If you add extra lines, they are different numbers I think is what you want to know. Keep a land line, there is no comparison between wireless and a good old fashioned bell POTS line.


----------



## max1 (Aug 12, 2005)

thanks matt thats kind of what i thought-there should be an easy way for cell companys to let you keep the same number. Couldnt be that hard. I think for now am going to keep the POTS system. I think i am about due for upgrade may just get some new home phones-plus we like the caller id on the tv screen. Max


----------



## dpeters11 (May 30, 2007)

Keep in mind the current crazy rumor of the day is that Apple will announce an end to the AT&T exclusivity on Wednesday along with their tablet. No idea if that will happen, what carriers will get an iPhone or when they'll go on sale.


----------



## DCSholtis (Aug 7, 2002)

dpeters11 said:


> Keep in mind the current crazy rumor of the day is that Apple will announce an end to the AT&T exclusivity on Wednesday along with their tablet. No idea if that will happen, what carriers will get an iPhone or when they'll go on sale.


I hope so!! I have Verizon now and would switch at the end of my contract (October) for the iPhone but if its coming to Verizon.......


----------



## CJTE (Sep 18, 2007)

What the OP is asking is rather confusing.

What I got out of it was:
You can keep whatever telephone number you have now, and have it ported to your new service.


----------



## Lee L (Aug 15, 2002)

Dude, I can only hope that ATT in you area is better than here. I switched from Verizon to ATT for the iPhone 3G when it first came out and while I love the phone, I want to throw it to the ground often due to crappy ATT service.

If they announce a new iPhone with teh same or better features than now that works on Verizon, bye bye, ATT as soon as it is available.


----------



## ncxcstud (Apr 22, 2007)

My only hope for the end to the iPhone exclusivity is the end of the ridiculous prices and plans for it on AT&T....with competition there will (HOPEFULLY) be more incentive to get more consumer friendly plans...

It is absolutely ridiculous that one you have to buy the iPhone, forced to pay the 30/month data plan, and if you want texting you have to pay 5-20/30 dollars for 200-unlimited/unlimited family plan texting a month...and that only counts for ONE PHONE! 

Ugh... my wife really wants an iPhone for her birthday in March, but that's a lot for ONE phone... on top of our 'normal' plan already...sheesh.


----------



## Ira Lacher (Apr 24, 2002)

ncxcstud said:


> It is absolutely ridiculous that one you have to buy the iPhone, forced to pay the 30/month data plan, and if you want texting you have to pay 5-20/30 dollars for 200-unlimited/unlimited family plan texting a month...and that only counts for ONE PHONE!


Don't count on that changing with Verizon, especially since they just raised their data rates.


----------



## cb7214 (Jan 25, 2007)

max1 said:


> Hey, all, i just switched from Verizon to ATT for the I Phone and love my I phone.

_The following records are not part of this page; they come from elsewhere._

PR #4962, opened 2023-02-27
GraphQL service max query depth

gd8:
## What is this change?

This adds a GraphQL validator to limit max query depth. The validator is run on queries from un-authed requests

Logic inspired by:
- https://github.com/cungminh2710/graphql-depth-limiter (JS library for `graphql-js`, which is the basis for our `graphql-go`)
- https://github.com/graph-gophers/graphql-go/blob/master/internal/validation/validation.go (another GraphQL library in Go that has a max-depth validation built-in)

The query depth limit doesn't break un-authorized GraphQL queries we use which are listed here https://github.com/sensu/sensu-enterprise-go/issues/1952#issuecomment-1209485803

Relates to https://github.com/sensu/sensu-enterprise-go/issues/1952

Updated

Added tests. Also manually testing with a Web-UI and running queries with curl.

### DIFF
--- a/CHANGELOG-6.md
+++ b/CHANGELOG-6.md
@@ -5,6 +5,13 @@ The format is based on [Keep a Changelog](http://keepachangelog.com/en/1.0.0/)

Was thinking maybe going wireless was a better deal. If i add 2 to 3 lines can i keep the same number on those extra lines or do you have a number for each different phone. Otherwords we would like to have a phone upstairs so if we miss a call it will ring on that phone. So far so good the switch was painless. Never thought i would leave Verizon but was disappointed in the last 2 phones i got-Would appreciate any suggestions. Max. We do have a landline phone now---


The answer would be no you can't. From what understood you basically want to take you cell phones and use them like you use acordless phone system in a house. Have one cellular # and then have 3 cell phones all programed to use that number so if you have them in 3 different rooms they will all ring and you could answer any, just like you would with a cordless phone system. Correct?


----------



## Tony Chick (Aug 24, 2006)

Check into Google Voice, its not generally available yet but its designed to deal with this kind of situation, i.e one external phone number to multiple devices.


----------



## max1 (Aug 12, 2005)

Thanks guys was just trying to decide if it would be cheaper to go all wireless than having a plan a pots system. I know att has a famly plan of 120 bucks a month-was wondering what the costs would be if add 2 lines and go wireless. Getting hours cut at work and may need to cut back on expenses. 42 bucks a month is a lot for home service-with qwest-may end up going to cable-max.


----------